TRY IT: Of the lines below, copy those that hold the word "this".

[Saved entries]
PR #5727, opened 2018-10-31
[CHORE ts] A couple of dabblings to start us down the road

runspired:
// ... please delete this default text after reading

If this is your first PR to `ember-data`, you may want to read our [Contributor Guide](https://github.com/emberjs/data/blob/master/CONTRIBUTING.md).

### DIFF
--- a/addon/-private/system/internal-model-map.ts
+++ b/addon/-private/system/internal-model-map.ts
@@ -2,10 +2,10 @@ import { assert } from '@ember/debug';
 import InternalModel from './model/internal-model';
 
 interface IDDict {
-  [id: string]: InternalModel
+  [id: string]: InternalModel;
 }
 interface MetaDict {
-  [key: string]: any
+  [key: string]: any;
 }
 
 /**
@@ -21,7 +21,7 @@ interface MetaDict {
 export default class InternalModelMap {
   private _idToModel: IDDict;
   private _models: InternalModel[];
-  private _metadata: MetaDict|null;
+  private _metadata: MetaDict | null;
 
   modelName: string;
 
@@ -37,7 +37,7 @@ export default class InternalModelMap {
    * @param id {String}
    * @return {InternalModel}
    */
-  get(id: string): InternalModel|undefined {
+  get(id: string): InternalModel | undefined {
     return this._idToModel[id];
   }
 
@@ -50,7 +50,10 @@ export default class InternalModelMap {
   }
 
   set(id: string, internalModel: InternalModel): void {
-    assert(`You cannot index an internalModel by an empty id'`, id);
+    assert(
+      `You cannot index an internalModel by an empty id'`,
+      typeof id === 'string' && id.length > 0
+    );
     assert(
       `You cannot set an index for an internalModel to something other than an internalModel`,
       internalModel instanceof InternalModel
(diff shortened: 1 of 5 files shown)


addon/-private/system/internal-model-map.ts
```diff
@@ -24,19 +37,19 @@ export default class InternalModelMap {
...
     return this._idToModel[id];
   }
 
-  has(id) {
+  has(id: string): boolean {
     return !!this._idToModel[id];
   }
 
-  get length() {
+  get length(): number {
```
mike-north: If you want to use tslint to enforce explicit return types, the rule looks like

```json
"rules": {
  "typedef": [true, "call-signature"]
}
```

types/dummy/index.d.ts
```diff
@@ -3,3 +3,25 @@
  * ember-data. They will not be shipped to consumers. Ember-data still relies
  * on some private Ember APIs -- those should be defined here as we encounter them.
  */
+declare module '@ember/debug' {
+  export function assert(msg: string, test: any): boolean;
```
igorT: should test be `Function | boolean`

mike-north: @igorT I usually rely on the API docs as the source of truth, and they don't indicate that a predicate can be passed in.
https://www.emberjs.com/api/ember/3.4/functions/@ember%2Fdebug/assert

I could see where passing a predicate could be confusing
```ts
assert('Problem with toString', obj.toString);
```
Does this ☝️ mean "the value of `.toString` was falsy", or "the value returned by `obj.toString()` was falsy"?


RE: whether the types should be imported vs. explicitly stated w/in ember-data, `assert` should be provided by the `@types/ember__debug` package. No need for it to be defined in this project.

https://github.com/DefinitelyTyped/DefinitelyTyped/blob/549360d30e796ac5635e019cb276e8af9933ff71/types/ember__debug/index.d.ts#L10

runspired: I'll look into whether I can import this type correctly, it wasn't resolving with the installed ember types but perhaps I just need to add the debug module.

addon/-private/system/internal-model-map.ts
mike-north: anything in the "rules" object applies only to TS, and there's a "jsRules" for JS

runspired: ooooooh :D then yes, I'll turn that on :D

types/dummy/index.d.ts
mike-north: @types/ember has @types/ember__debug as a dependency. Should work.

addon/-private/system/internal-model-map.ts
```diff
@@ -12,7 +19,13 @@ import InternalModel from './model/internal-model';
  @private
  */
 export default class InternalModelMap {
-  constructor(modelName) {
+  private _idToModel: IDDict;
+  private _models: InternalModel[];
+  private _metadata: MetaDict | null;
```
mike-north: It makes sense to move the initializations in the constructor below up here.

```ts
  private _idToModel: IDDict = Object.create(null);
  private _models: InternalModel[] = [];
  private _metadata: MetaDict | null = null;

  constructor(public modelName: string) {}
```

COMPLETED TASK:
// ... please delete this default text after reading
If this is your first PR to `ember-data`, you may want to read our [Contributor Guide](https://github.com/emberjs/data/blob/master/CONTRIBUTING.md).
     return this._idToModel[id];
     return this._idToModel[id];
     return !!this._idToModel[id];
Does this ☝️ mean "the value of `.toString` was falsy", or "the value returned by `obj.toString()` was falsy"?
RE: whether the types should be imported vs. explicitly stated w/in ember-data, `assert` should be provided by the `@types/ember__debug` package. No need for it to be defined in this project.
runspired: I'll look into whether I can import this type correctly, it wasn't resolving with the installed ember types but perhaps I just need to add the debug module.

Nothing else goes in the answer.